What you will do:
Your response should contain every line from the data below that holds the string "Drop".

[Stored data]
—————

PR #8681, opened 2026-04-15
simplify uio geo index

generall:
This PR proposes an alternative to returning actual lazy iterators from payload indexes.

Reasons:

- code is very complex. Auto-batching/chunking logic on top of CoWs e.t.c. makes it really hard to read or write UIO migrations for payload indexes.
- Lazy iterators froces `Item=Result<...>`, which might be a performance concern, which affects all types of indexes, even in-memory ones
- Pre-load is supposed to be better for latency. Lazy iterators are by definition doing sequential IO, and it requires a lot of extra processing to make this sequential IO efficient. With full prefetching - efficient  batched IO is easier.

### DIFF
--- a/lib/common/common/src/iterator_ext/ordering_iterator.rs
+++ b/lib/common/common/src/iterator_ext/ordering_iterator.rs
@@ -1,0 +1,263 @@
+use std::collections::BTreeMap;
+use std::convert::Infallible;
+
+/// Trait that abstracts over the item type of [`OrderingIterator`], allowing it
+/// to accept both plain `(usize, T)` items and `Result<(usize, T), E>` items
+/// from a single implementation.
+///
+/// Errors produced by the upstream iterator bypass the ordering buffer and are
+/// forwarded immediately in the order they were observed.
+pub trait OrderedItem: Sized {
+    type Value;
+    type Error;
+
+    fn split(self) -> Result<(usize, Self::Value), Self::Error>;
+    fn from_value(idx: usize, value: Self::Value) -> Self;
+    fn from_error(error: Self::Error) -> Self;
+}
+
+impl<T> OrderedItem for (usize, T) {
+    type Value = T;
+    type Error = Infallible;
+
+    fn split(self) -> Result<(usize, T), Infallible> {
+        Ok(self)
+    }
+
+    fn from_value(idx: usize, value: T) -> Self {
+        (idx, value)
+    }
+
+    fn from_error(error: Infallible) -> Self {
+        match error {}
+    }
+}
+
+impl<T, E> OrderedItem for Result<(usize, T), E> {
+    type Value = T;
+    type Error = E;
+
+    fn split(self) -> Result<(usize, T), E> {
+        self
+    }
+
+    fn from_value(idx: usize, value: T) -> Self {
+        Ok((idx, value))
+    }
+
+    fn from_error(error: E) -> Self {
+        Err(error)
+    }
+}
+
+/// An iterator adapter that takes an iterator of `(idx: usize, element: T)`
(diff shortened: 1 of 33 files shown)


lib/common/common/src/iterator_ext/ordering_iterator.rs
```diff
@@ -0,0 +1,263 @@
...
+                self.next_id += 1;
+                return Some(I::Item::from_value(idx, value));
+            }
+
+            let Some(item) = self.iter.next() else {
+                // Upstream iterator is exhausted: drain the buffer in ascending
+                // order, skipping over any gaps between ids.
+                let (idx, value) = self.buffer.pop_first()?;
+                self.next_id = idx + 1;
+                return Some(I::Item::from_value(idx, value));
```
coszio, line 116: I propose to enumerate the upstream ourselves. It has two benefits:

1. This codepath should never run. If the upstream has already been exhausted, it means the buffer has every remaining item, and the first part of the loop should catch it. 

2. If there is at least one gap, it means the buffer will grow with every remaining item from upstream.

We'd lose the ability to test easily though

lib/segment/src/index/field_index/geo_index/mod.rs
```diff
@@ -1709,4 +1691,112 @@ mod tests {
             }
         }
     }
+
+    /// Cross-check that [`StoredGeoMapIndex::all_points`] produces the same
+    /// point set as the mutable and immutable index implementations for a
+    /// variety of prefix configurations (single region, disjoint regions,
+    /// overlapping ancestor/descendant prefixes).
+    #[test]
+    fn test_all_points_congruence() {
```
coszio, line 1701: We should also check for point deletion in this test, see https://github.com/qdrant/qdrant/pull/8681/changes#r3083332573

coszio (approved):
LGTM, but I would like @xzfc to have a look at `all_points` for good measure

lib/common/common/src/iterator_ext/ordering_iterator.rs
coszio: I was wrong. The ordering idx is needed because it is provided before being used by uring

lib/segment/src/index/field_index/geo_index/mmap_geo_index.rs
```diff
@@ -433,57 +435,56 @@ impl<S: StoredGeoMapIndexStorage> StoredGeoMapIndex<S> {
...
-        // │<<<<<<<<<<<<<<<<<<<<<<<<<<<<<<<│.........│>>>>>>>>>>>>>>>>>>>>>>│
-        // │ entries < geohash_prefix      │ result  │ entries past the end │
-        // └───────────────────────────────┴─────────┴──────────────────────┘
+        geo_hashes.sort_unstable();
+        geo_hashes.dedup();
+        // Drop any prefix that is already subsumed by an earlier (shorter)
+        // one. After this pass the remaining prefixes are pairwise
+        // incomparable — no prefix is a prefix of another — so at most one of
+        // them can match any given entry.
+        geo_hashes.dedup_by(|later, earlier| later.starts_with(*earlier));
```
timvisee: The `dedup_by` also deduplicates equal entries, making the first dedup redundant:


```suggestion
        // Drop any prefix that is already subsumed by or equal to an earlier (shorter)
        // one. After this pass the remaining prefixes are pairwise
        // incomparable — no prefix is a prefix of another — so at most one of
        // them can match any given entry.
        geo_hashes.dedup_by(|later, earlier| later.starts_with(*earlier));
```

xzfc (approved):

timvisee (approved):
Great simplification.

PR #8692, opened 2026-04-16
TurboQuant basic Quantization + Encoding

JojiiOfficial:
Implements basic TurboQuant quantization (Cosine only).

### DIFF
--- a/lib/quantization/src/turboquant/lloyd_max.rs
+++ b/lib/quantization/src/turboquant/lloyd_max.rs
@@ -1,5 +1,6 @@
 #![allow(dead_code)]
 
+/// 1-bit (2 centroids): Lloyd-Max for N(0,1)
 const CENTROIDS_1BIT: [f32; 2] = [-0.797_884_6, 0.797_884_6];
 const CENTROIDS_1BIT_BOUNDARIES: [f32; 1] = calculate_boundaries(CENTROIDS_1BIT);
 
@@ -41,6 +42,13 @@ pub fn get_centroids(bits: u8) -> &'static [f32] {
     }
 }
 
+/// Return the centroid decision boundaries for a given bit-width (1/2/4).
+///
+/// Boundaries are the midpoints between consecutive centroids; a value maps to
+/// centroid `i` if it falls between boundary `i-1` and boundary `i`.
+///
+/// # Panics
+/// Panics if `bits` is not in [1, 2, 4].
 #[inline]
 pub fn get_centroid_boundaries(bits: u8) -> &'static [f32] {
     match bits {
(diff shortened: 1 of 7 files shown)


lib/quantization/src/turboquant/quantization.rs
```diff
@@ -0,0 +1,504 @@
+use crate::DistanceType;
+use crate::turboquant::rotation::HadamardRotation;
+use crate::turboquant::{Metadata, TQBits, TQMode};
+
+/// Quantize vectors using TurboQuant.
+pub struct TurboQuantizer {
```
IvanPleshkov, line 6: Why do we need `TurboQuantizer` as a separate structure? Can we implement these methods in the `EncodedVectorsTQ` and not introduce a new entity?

—————

Exercise output:
+        // Drop any prefix that is already subsumed by an earlier (shorter)
        // Drop any prefix that is already subsumed by or equal to an earlier (shorter)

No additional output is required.